The widespread public awareness of the civil laws allowing same-sex marriage and prohibiting employment discrimination, coupled with Fontbonne's ability to explain its position without interference in the form of advocacy from Barrett, leaves little risk that Fontbonne's involuntary compliance with civil law will be mistaken for endorsement of same-sex marriage.

Finally, the court considered the Academy's claim that it merited an exception from the anti-discrimination statutes based on the "ministerial exception" established under both the federal and state constitutions that prevents government interference in the free exercise of religion, specifically interference in a religious group's selection of its ministers, teachers and those who exercise religious functions. The Academy asserted that each of its employees is a "minister of the mission". The court found under U.S. Supreme Court precedent that more was required to meet the "ministerial exception" than such an assertion alone.

==Reaction==
The decision received national news coverage, and much of the response broke down along the lines established in the debate over same-sex marriage.

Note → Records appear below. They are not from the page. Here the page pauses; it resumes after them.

PR #828, opened 2023-05-16
chore(cargo): Update dependency

dariusc93:
### What this PR does 📖

- Generate thumbnails for images internally rather than in uplink
- Remove function generating thumbnail for image
- Added small helper to generate base64 based on internal file type

### Which issue(s) this PR fixes 🔨

- N/A

### Special notes for reviewers 🗒️
- Not every image will generate a thumbnail. At the time, only PNG, JPG/JPEG, GIF, ICO, BMP, and WEBP will be supported for generating a thumbnail
- Clicking on an thumbnail in the file explorer will show the image/thumbnail at 500x500 (default, but configurable though recommend to leave it at this size or lower it down). A separate ticket may need to be opened to grab the image itself to display it in the modal rather than the thumbnail

### Additional comments 🎤
- Due to changes to `File` in warp, this will not be compatible with previous index (does not require new identity).
- Should unblock #728

PR #1045, opened 2023-07-25
fix(Attachments): Limit files per message and remove persistance when switching chat

### LINKED ISSUE #1026: bug(chat): If too many files are attached to a message, it will never send
**Issue:**
Like the title says, within chat if you send a message with attachments but you attach too many files to it they will never send or appear in chat 

**OS:**
All

**Screen recording:**

https://github.com/Satellite-im/Uplink/assets/93608357/9400178b-0902-453e-9029-e1ff429161ee

### LINKED ISSUE #1040: bug(chat): when sending a file filename is barely visible
SRT:
- go to chat
- send file
- name isnt visible

Captura de ecrã 2023-07-24, às 23 10 51

Captura de ecrã 2023-07-24, às 23 11 43

macOS, m1

### LINKED ISSUE #1046: bug(chat): Files will persist when switching chats
**Issue:**
If you attach a file to send in chat, then switch chats the file will persist 

**OS:**
all

**Screen recording:**

https://github.com/Satellite-im/Uplink/assets/93608357/242fd1d6-a1e2-4544-868e-72707fbffada

lgmarchi:
### 4. Improve UI when attach files 
a. Let files attached in vertical now, with document icon with extension or thumbnail if file is image 
image

b. When files in chat, they are aligned now, with document and extension when they do not have thumbnail
image

c. Files aligned when they are loading to be sent as well

image

- Resolve #1026 
- Resolve #1046 
- Resolve #1040

### DIFF
--- a/common/src/state/mod.rs
+++ b/common/src/state/mod.rs
@@ -857,7 +857,7 @@ impl State {
 
     fn clear_chat_attachments(&mut self, chat_id: &Uuid) {
         if let Some(c) = self.chats.all.get_mut(chat_id) {
-            c.files_attached_to_send = Vec::new();
+            c.files_attached_to_send.clear();
         }
     }
 
--- a/common/src/state/mod.rs
+++ b/common/src/state/mod.rs
@@ -233,6 +233,10 @@ impl State {
             }
             Action::SetChatDraft(chat_id, value) => self.set_chat_draft(&chat_id, value),
             Action::ClearChatDraft(chat_id) => self.clear_chat_draft(&chat_id),
+            Action::SetChatAttachments(chat_id, value) => {
+                self.set_chat_attachments(&chat_id, value)
+            }
+            Action::ClearChatAttachments(chat_id) => self.clear_chat_attachments(&chat_id),
             Action::AddReaction(_, _, _) => todo!(),
             Action::RemoveReaction(_, _, _) => todo!(),
             Action::MockSend(id, msg) => {
@@ -851,6 +855,12 @@ impl State {
         }
     }
 
+    fn clear_chat_attachments(&mut self, chat_id: &Uuid) {
+        if let Some(c) = self.chats.all.get_mut(chat_id) {
+            c.files_attached_to_send = Vec::new();
+        }
+    }
+
     /// Clear unreads  within a given chat on `State` struct.
     ///
     /// # Arguments
@@ -1028,6 +1038,12 @@ impl State {
     ) {
         if let Some(chat) = self.chats.all.get_mut(&conv_id) {
             chat.remove_pending_msg(msg, attachments, uuid);
+        }
+    }
+
+    fn set_chat_attachments(&mut self, chat_id: &Uuid, value: Vec<PathBuf>) {
+        if let Some(c) = self.chats.all.get_mut(chat_id) {
+            c.files_attached_to_send = value;
         }
     }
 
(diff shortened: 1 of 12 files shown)


dariusc93:
I wonder if we could just handle the from error instead since this will likely change in the near future where there can be more than 8 files

lgmarchi:
> I wonder if we could just handle the from error instead since this will likely change in the near future where there can be more than 8 files

I was thinking about it as well, is not better to already five a feedback for user before he tries to send message? 

He will already know, maximum possible is 8, and we are going let user just attach 8 files per time as well.

stavares843 (commented):
the toast isn't very visible because user is looking at the bottom of the chat and the toast is in the top right corner maybe we could use this type of error instead

Captura de ecrã 2023-07-25, às 23 01 39

instead of that would say ''Maximum of 8 files can be sent in a single message.''

phillsatellite:
Wanted to also note

on MacOS and Linux I would get this panic each time I sent over 8 files in chat 

Screenshot 2023-07-26 at 6 14 12 AM

And when I tried to compile on Windows I would get this error and app wouldn't open 

image

lgmarchi:
> Wanted to also note
> 
> on MacOS and Linux I would get this panic each time I sent over 8 files in chat
> 
> Screenshot 2023-07-26 at 6 14 12 AM
> And when I tried to compile on Windows I would get this error and app wouldn't open
> 
> image

Which method did you use to attach files? Drag and Drop, File Explorer ou Paste from clipboard? 

And this panic happened when did you click in send files button?

stavares843 (approved):

phillsatellite (approved):

kit/src/components/embeds/file_embed/mod.rs
```diff
@@ -244,3 +300,39 @@ pub fn FileEmbed<'a>(cx: Scope<'a, Props<'a>>) -> Element<'a> {
         }
     ))
 }
+
+fn get_file_thumbnail_if_is_image(filepath: PathBuf, filename: String) -> String {
```
dariusc93, line 304: This shouldnt be needed since the type and thumbnail is determined from within constellation unless there is some other use for it (see https://github.com/Satellite-im/Uplink/pull/828)

lgmarchi: It is necessary, because is using before send messages, using thumbnail on files attachments

stavares843:
missing linter 🔨 
https://github.com/Satellite-im/Uplink/actions/runs/5684449306/job/15407188943?pr=1045

kit/src/components/embeds/file_embed/mod.rs
dariusc93: I will allow it for now but might want to rethink this for the future as this is moreso redundant as it might misrepresent the thumbnail that is actually generated. A couple of things to note of would be in the PR mentioned above. A workaround might be to upload the images directly to constellation and change the `Location` to `Location::Constellation` and point to the file itself when calling `RayGun::attach`.

common/src/state/mod.rs
```diff
@@ -851,6 +855,12 @@ impl State {
         }
     }
 
+    fn clear_chat_attachments(&mut self, chat_id: &Uuid) {
+        if let Some(c) = self.chats.all.get_mut(chat_id) {
+            c.files_attached_to_send = Vec::new();
```
dariusc93:
```suggestion
            c.files_attached_to_send.clear();
```

dariusc93 (approved):
Just one small suggestion and it can merge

Andrew Beckwith, president of the Massachusetts Family Institute, commented: "This court decision makes it impossible for faith-based institutions to survive....If this decision stands, it will either force faith-based schools to close their doors to anyone who is not of the same religion or they will have to give up their beliefs and hire without any regard to faith which will ultimately cease to make them faith-based institutions". Gregory S. Baylor, senior counsel at the Alliance Defending Freedom, said: "You are on a slippery slope if you allow the government to determine which jobs it deems 'religious. The government should not be allowed to interfere with a religious school's hiring practices and what it believes is important to remain true to its mission and identity. Religious schools should be able to have representatives that behave in a manner that is consistent with their beliefs so that there is no misunderstanding where the school stands on controversial issues."

Denise Donohue, deputy director of K-12 education programs for the Cardinal Newman Society, said students need a consistent message: "Hiring individuals who are not on mission, whether they are a classroom teacher, librarian or grounds keeper, weakens Catholic identity and undermines the mission of the school."

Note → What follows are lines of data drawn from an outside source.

PR #1053, opened 2023-07-27
fix(messages): show past messages in correct order

### LINKED ISSUE #1024: bug(chat): Messages are not coming in, in order
**Issue:** 
If you notice when you log into the app and scroll through some of your chats the messages dont always appear as they should. Example in the video shows some of the messages Jeff and I sent at the bottom there are messages sent from 2 days ago, then in the middle it says 3 days ago, and in the very top its back to 2 days ago. Im also attaching the video Sheldon had as well 

**OS:**
All

**Screen recording:**

https://github.com/Satellite-im/Uplink/assets/93608357/e660a4d6-776c-404a-9ed4-eefbae6405e1

https://github.com/Satellite-im/Uplink/assets/93608357/e23f5b0e-22a5-4112-8826-b78534281584

sdwoodbury:
### What this PR does 📖

- fixes the lazy loading of messages. Chats are still only initialized with a few messages at first but now as more messages are fetched, they are displayed in order. 
- This fix isn't as lazy as it could be, but doing it this way prevents bugs arising from extra events getting triggered. 
- This may be good for a temporary solution, until we figure out how to determine when the user has scrolled to the end of a container. Without that, infinite scrolling will be hacky at best.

Barrett's attorney, Bennett Klein of GLAD, said: "Marriage equality has been the law of Massachusetts for over a decade, and it is now the law of the land. But you can't have equality if you can get married on Saturday and fired on Monday." He noted that the decision meant that the school is liable for damages for lost wages as well as compensatory damages for discrimination. He wrote in a press release: "Religiously affiliated organizations do not get a free pass to discriminate against gay and lesbian people. When Fontbonne fired Matt from a job that has nothing to do with religion, and simply because he is married, they came down on the wrong side of the law."

Dwight G. Duncan, professor of law at the University of Massachusetts School of Law, called the decision "pretty solid, from a strictly legal point of view." He noted the impact of the case was uncertain given the differences in the exemptions afforded religious institutions as employers under Massachusetts law and under federal a law.

==Settlement==
Barrett's attorneys announced on May 9, 2016, that he had reached a confidential settlement with the school, which would not pursue an appeal. It included a financial payment, but details were not disclosed. The school issued a statement that said: "Fontbonne Academy expresses deep gratitude to Mr. Barrett for his willingness to come together with us in a spirit of conciliation, and wishes him well as the school moves ahead in its mission to foster educational excellence and social justice in an open and inclusive community".